Second, I never said that a rapid rise in temperature has not happened before. We all know it has. It is within the natural variation over at least the last few thousand years. Thank you for showing that point. 

Third, I have not done any “_pure alarmist hysterical handwaving without basis in fact._” I said that fast global temperature changes will cause a hardship to life on earth. I did not say we are all going to die!!!

I would guess that rapid temperature swings over the last few thousand years caused hardship for some species, but *if* that were to continue from today, human hardship would be more serious because we are a much much larger population entrenched in coastal areas. Arable land would move to inconvenient places for farmers, etc. A large temperature change in 100 years is close to the current median life span so that people would have to adapt within their lifetime.  

Creating a strawman has bent you out of shape with your usual hysterical caustic invectives.

.


----------



## SSDD (Jul 3, 2019)

Wuwei said:


> I would guess that rapid temperature swings over the last few thousand years caused hardship for some species, but *if* that were to continue from today, human hardship would be more serious because we are a much much larger population entrenched in coastal areas.



Wild assed guesses...the stock in trade of hysterical handwaving alarmists....the maximum and minimum temperature on earth on any given day spans about 200 degrees...a degree in a decade would be nearly undetectable...


----------



## Wuwei (Jul 3, 2019)

SSDD said:


> Wild assed guesses...the stock in trade of hysterical handwaving alarmists....the maximum and minimum temperature on earth on any given day spans about 200 degrees...a degree in a decade would be nearly undetectable...

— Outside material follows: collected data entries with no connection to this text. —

PR #2417, opened 2026-09-09
adjust mldsa error handling

loosebazooka:
Addresses review comments on ML-DSA support from #2353 that were not in #2416.

- Consolidate ML-DSA uninitialized key panic probes into a single canonical function `cryptoutils.ValidateMLDSAPublicKey`, eliminating redundant ad-hoc `recover()` blocks across `pkg/signature` and `pkg/cryptoutils`.
- Add explicit documentation on `ValidateMLDSAPublicKey` explaining the deliberate panic probe on `.Parameters()` to catch uninitialized keys where internal parameters are nil.
- Remove blanket `recover()` from `cryptoutils.SKID` and scope ML-DSA key validation explicitly.
- Restore deprecation notice on `ValidatePubKey`.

I told you many times I am not a CAGW warmist. Just because I challenge your hysterical denial of fake science doesn't mean that I believe much of the emotional hype in the news. Save your rant for somebody else.

.


----------



## SSDD (Jul 3, 2019)

Wuwei said:


> SSDD said:
> 
> 
> > Wild assed guesses...the stock in trade of hysterical handwaving alarmists....the maximum and minimum temperature on earth on any given day spans about 200 degrees...a degree in a decade would be nearly undetectable...
> ...



Of course you are....anyone who would spout unsupportable nonsense about the dangers inherent in the rate of change when we are in the midst of a 20 year pause is most certainly an alarmist...you just never stop lying do you?


----------



## Wuwei (Jul 3, 2019)

SSDD said:


> Of course you are....anyone who would spout unsupportable nonsense about the dangers inherent in the rate of change when we are in the midst of a 20 year pause is most certainly an alarmist...you just never stop lying do you?



Strawman again. 
I thought you might purposely misread that so I purposely bold faced "*if*" in my post #364. But you misread it anyway. Look at it again. I have no idea nor conjecture what the future holds as far as the earths mean global temperature. Just because I criticize your fake physics made you want to "erroneously" jump to conclusions about what I think. You never stop lying do you. 

.


----------



## Fort Fun Indiana (Jul 3, 2019)

So, have the uneducated, nonscientist deniers cried long enough to dent the consensus yet?

No?

Weird!


----------



## Toddsterpatriot (Jul 3, 2019)

Fort Fun Indiana said:


> So, have the uneducated, nonscientist deniers cried long enough to dent the consensus yet?
> 
> No?
> 
> Weird!



No, SSDD's stupidity hasn't changed the 75/77 figure.


----------



## Fort Fun Indiana (Jul 3, 2019)

Toddsterpatriot said:


> Fort Fun Indiana said:
> 
> 
> > So, have the uneducated, nonscientist deniers cried long enough to dent the consensus yet?
> ...


Well, nobody can change your delusions but you.


----------



## Toddsterpatriot (Jul 3, 2019)

Fort Fun Indiana said:


> Toddsterpatriot said:
> 
> 
> > Fort Fun Indiana said:
> ...



It's no delusion, SSDD is stupid.


----------



## Wuwei (Jul 3, 2019)

Toddsterpatriot said:


> It's no delusion, SSDD is stupid.



It's hard to tell if he's a stupid, a "flat earth" type nut case, or a troll. 

.


----------



## Toddsterpatriot (Jul 3, 2019)

Wuwei said:


> Toddsterpatriot said:
> 
> 
> > It's no delusion, SSDD is stupid.
> ...



Based on his discussion with Dr. Raeder, he's stupid.


----------



## Wuwei (Jul 3, 2019)

Toddsterpatriot said:


> Wuwei said:
> 
> 
> > Toddsterpatriot said:
> ...



Thank you for the clarification. I was loosing sleep wondering about it. 

.


----------



## SSDD (Jul 4, 2019)

Fort Fun Indiana said:


> So, have the uneducated, nonscientist deniers cried long enough to dent the consensus yet?
> 
> No?
> 
> Weird!



The consensus is falling apart on its own...actual science is being done these days and it isn't looking good for the AGW hypothesis...you, alas, are so blinded by your bias that you can't see the whole thing falling apart before your very eyes...you are a victim of groupthink...


----------



## Fort Fun Indiana (Jul 4, 2019)

SSDD said:


> The consensus is falling apart on its own...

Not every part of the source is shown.